Exercise description:
Every line in the entries that holds "join" should be identified and copied.

Data provided:

PR #734, opened 2020-02-18
Provide cli command to spawn a distributed worker 

### LINKED ISSUE #697: Extend Caliper CLI
The current CLI enables:
- binding of an adaptor to a specific SDK version
- running a benchmark

Possible extensions to the CLI include:

**bind and start a client**
With the enablement of client messaging it is possible to stand up a single client, prior to the core master process being initiated. This will be useful for establishing a client within a docker container that is to be used for testing.

nklincoln:
CLI command to spawn a worker that uses a non-process comms method

Changes include:
- enable passage of yaml file to override internal default bind options
- worker spawn command conditioned on:
  - must be remote
  - must not use process based comms
- worker spawn includes calling of existing bind command
- Conversion of Worker factory to be a static method
- Rename of factories and sut workers from "client"

closes #697 


packages/caliper-cli/caliper.js
```diff
@@ -16,13 +16,15 @@
 'use strict';
 
 process.env.SUPPRESS_NO_CONFIG_WARNING = true;
+const { CaliperUtils } = require('@hyperledger/caliper-core');
+const Logger = CaliperUtils.getLogger('@hyperledger/caliper-cli');
```
aklenik: I'd use a simpler name for the logger, something like `CLI`, so it resembles a module name, rather than a package name.

packages/caliper-cli/lib/bind/bind.js
```diff
@@ -15,6 +15,8 @@
 'use strict';
 
 const { CaliperUtils, ConfigUtil } = require('@hyperledger/caliper-core');
+
+const fs = require('fs-extra');
```
aklenik: The simple `fs` package also has an `existsSync` function, or is there a reason we don't like that?
https://nodejs.org/docs/latest-v8.x/api/fs.html#fs_fs_existssync_path

packages/caliper-cli/lib/bind/bind.js
```diff
@@ -34,31 +36,46 @@ class Bind {
...
+                bindOptions = CaliperUtils.parseYaml(file);
+            }
+        } else {
+            bindOptions = defaultBindOpts;
+        }
 
         let sutList = Object.keys(bindOptions.sut);
         if (!sut) {
-            let msg = `SUT name is not specified. Available SUTs: ${sutList.join(' | ')}`;
+            let msg = `SUT name is not specified. Available SUTs: ${Object.keys(defaultBindOpts.sut).join(' | ')}`;
```
aklenik: Shouldn't we list the SUT names available in the set config file (not necessarily the default)?
So `${Object.keys(bindOptions.sut).join(' | ')}` or simply ``${sutList.join(' | ')}``
Same for the other error messages.

packages/caliper-cli/lib/bindCommand.js
```diff
@@ -35,11 +31,11 @@ module.exports.builder = function (yargs){
...
-        'caliper-bind-cwd'  : {describe: 'The working directory for performing the SDK install', type: 'string'},
-        'caliper-bind-args'  : {describe: 'Additional arguments to pass to "npm install". Use the "=" notation when setting this parameter', type: 'string'}
+        'caliper-bind-cwd'  : {describe: 'The working directory for performing the SDK install', type: 'string' },
+        'caliper-bind-args'  : {describe: 'Additional arguments to pass to "npm install". Use the "=" notation when setting this parameter', type: 'string' },
+        'caliper-bind-file'  : {describe: 'Yaml file to override default (supported) package versions when binding an SDK', type: 'string' }
     });
     yargs.usage('Usage:\n  caliper bind --caliper-bind-sut fabric --caliper-bind-sdk 1.4.1 --caliper-bind-cwd ./ --caliper-bind-args="-g"');
-
     // enforce the option after these options
     yargs.requiresArg(['caliper-bind-sut','caliper-bind-sdk','caliper-bind-args', 'caliper-bind-cwd']);
```
aklenik: Hmm, the `requiresArg` call has been removed from our `run` command, so the options can also be specified from other sources (env, config file, etc). Strange how this line didn't cause a problem so far....

packages/caliper-cli/lib/worker/lib/launch.js
```diff
@@ -0,0 +1,58 @@
...
+        let sdk = ConfigUtil.get(ConfigUtil.keys.Bind.Sdk, undefined);
+
+        // only valid command if distributed workers
+        if (!ConfigUtil.get(ConfigUtil.keys.Worker.Remote, false)) {
+            const msg = 'Configuration definition indicates that worker is not remote: worker launch is invalid in this mode';
+            throw new Error(msg);
+        }
+
+        // not valid for process communications
+        if (ConfigUtil.get(ConfigUtil.keys.Worker.Communication.Method, false).localeCompare('process') === 0) {
```
aklenik: Shouldn't `false` be `process` instead? It's a string setting IIRC.
Also, can we derive this information using some built-in way? Like suggested here: https://stackoverflow.com/questions/30763112/how-to-tell-if-child-node-js-process-was-from-fork-or-not

The message transport detection/configuration still a bit more complicated than it should be (from a lazy user perspective). We should discuss it more, maybe we get to an automagical solution.

packages/caliper-cli/lib/bind/bind.js
nklincoln: this was an attempt to try and protect us from someone passing in an incorrect file - if it is completely wrong, then we won't be able to list anything.

Which raises the question on the need for a validator here

packages/caliper-cli/lib/bindCommand.js
nklincoln: the above are the required items as per the bind configuration only - which iirc also complains if the items are not passed. But you are correct - this is essentially a run command, so we should map to that pattern and only throw/reject if there are no values at the point of use

packages/caliper-cli/lib/worker/lib/launch.js
nklincoln: sounds like a good conversation to have on the call 👍

packages/caliper-cli/lib/bind/bind.js
aklenik: Yeah, a validator is definitely needed. Then let's leave it as it is for now.

packages/caliper-cli/caliper.js
```diff
@@ -16,24 +16,28 @@
...
 const version = 'v' + require('./package.json').version;
 
 let results = yargs
     .commandDir('./lib')
     .help()
-    .example('caliper bind\ncaliper benchmark run\ncaliper zooclient start\ncaliper zooservice start  ')
+    .example('caliper bind\ncaliper benchmark run\n caliper worker launch')
     .demand(1)
     .wrap(null)
     .strict()
```
aklenik: This can be removed, or the `strict(false)` should be moved here

nklincoln: good spot!!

Reply:
-            let msg = `SUT name is not specified. Available SUTs: ${sutList.join(' | ')}`;
+            let msg = `SUT name is not specified. Available SUTs: ${Object.keys(defaultBindOpts.sut).join(' | ')}`;
So `${Object.keys(bindOptions.sut).join(' | ')}` or simply ``${sutList.join(' | ')}``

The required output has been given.